_BRIEF_
Every line below that holds "same" must be copied.

Records from a data source:
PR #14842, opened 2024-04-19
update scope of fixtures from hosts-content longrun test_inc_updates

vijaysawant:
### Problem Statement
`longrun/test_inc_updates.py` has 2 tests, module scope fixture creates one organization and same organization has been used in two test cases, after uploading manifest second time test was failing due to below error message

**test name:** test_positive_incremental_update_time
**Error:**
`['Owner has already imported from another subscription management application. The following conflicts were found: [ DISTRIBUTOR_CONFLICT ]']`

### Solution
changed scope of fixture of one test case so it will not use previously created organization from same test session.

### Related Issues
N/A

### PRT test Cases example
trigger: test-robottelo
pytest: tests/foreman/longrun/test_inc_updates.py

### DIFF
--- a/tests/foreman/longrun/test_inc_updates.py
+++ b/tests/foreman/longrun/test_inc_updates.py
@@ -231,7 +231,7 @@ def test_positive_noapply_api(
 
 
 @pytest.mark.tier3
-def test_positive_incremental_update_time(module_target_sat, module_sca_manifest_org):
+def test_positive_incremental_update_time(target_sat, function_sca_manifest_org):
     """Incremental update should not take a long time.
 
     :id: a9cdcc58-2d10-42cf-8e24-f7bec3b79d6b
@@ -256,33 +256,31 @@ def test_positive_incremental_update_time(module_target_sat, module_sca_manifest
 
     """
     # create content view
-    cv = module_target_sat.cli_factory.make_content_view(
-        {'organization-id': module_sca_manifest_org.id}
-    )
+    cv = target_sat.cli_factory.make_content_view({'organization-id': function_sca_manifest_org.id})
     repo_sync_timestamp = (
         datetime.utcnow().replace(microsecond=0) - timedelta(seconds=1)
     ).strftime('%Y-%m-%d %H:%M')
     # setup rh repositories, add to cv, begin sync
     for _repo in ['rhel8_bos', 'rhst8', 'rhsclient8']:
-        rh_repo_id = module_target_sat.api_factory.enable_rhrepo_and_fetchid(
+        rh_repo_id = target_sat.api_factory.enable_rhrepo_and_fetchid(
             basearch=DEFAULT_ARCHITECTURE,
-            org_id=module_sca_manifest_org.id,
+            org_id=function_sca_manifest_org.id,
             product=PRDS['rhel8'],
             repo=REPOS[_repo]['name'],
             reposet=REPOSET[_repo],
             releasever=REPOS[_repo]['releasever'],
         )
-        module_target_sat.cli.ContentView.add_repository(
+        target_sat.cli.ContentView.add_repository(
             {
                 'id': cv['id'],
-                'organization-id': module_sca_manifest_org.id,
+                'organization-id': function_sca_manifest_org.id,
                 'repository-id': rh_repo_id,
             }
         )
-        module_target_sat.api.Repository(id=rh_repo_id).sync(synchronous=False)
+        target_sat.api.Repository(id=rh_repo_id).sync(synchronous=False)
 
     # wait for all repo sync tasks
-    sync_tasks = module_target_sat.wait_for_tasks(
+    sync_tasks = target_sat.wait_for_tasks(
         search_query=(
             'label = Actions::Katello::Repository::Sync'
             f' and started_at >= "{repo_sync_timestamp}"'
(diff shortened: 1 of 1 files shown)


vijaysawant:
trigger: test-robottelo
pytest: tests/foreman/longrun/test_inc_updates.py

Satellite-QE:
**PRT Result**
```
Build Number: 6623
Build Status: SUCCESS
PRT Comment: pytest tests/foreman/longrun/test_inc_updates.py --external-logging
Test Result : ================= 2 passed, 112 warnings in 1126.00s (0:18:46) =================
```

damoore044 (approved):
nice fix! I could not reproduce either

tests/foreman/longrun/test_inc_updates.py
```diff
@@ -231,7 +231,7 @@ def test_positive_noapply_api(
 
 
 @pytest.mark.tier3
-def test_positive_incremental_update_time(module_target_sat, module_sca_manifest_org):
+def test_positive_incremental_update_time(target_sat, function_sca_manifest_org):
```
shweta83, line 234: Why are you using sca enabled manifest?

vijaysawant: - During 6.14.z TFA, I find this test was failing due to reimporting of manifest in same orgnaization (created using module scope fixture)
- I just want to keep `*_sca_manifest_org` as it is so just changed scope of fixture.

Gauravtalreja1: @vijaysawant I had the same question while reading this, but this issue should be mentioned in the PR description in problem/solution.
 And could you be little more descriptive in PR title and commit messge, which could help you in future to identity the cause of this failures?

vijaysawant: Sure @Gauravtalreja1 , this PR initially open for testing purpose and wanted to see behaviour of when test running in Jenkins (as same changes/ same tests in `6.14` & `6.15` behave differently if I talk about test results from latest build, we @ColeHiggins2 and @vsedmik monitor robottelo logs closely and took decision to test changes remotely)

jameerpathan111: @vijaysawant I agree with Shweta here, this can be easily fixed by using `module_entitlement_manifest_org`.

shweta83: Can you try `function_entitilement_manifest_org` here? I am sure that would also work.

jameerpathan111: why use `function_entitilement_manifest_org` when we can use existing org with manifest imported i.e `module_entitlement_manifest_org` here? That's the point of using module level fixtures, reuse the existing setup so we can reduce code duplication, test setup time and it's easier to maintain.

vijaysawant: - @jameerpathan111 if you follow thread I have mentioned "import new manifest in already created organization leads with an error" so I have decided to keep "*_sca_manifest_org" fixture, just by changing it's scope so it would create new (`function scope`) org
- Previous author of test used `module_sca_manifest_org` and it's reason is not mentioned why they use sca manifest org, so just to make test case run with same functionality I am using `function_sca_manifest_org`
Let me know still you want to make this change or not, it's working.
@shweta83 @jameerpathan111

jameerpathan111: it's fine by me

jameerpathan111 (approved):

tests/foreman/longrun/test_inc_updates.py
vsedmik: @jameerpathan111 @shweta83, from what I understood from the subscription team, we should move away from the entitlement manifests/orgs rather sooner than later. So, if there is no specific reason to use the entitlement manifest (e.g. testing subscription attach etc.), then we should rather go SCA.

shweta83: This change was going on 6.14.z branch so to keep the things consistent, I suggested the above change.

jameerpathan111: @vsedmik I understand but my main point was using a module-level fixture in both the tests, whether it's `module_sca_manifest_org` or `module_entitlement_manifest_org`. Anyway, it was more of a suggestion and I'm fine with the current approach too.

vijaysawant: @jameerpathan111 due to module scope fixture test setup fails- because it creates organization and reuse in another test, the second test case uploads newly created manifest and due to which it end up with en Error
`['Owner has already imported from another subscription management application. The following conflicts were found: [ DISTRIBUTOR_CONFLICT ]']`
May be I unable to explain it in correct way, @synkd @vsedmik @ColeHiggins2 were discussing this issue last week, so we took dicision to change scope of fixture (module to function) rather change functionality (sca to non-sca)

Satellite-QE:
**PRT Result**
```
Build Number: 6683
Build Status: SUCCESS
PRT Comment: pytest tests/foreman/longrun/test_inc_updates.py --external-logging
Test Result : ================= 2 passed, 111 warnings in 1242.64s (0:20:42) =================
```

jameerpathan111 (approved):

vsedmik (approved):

_RESULT FOR THIS EXERCISE_
`longrun/test_inc_updates.py` has 2 tests, module scope fixture creates one organization and same organization has been used in two test cases, after uploading manifest second time test was failing due to below error message
changed scope of fixture of one test case so it will not use previously created organization from same test session.
vijaysawant: - During 6.14.z TFA, I find this test was failing due to reimporting of manifest in same orgnaization (created using module scope fixture)
Gauravtalreja1: @vijaysawant I had the same question while reading this, but this issue should be mentioned in the PR description in problem/solution.
vijaysawant: Sure @Gauravtalreja1 , this PR initially open for testing purpose and wanted to see behaviour of when test running in Jenkins (as same changes/ same tests in `6.14` & `6.15` behave differently if I talk about test results from latest build, we @ColeHiggins2 and @vsedmik monitor robottelo logs closely and took decision to test changes remotely)
- Previous author of test used `module_sca_manifest_org` and it's reason is not mentioned why they use sca manifest org, so just to make test case run with same functionality I am using `function_sca_manifest_org`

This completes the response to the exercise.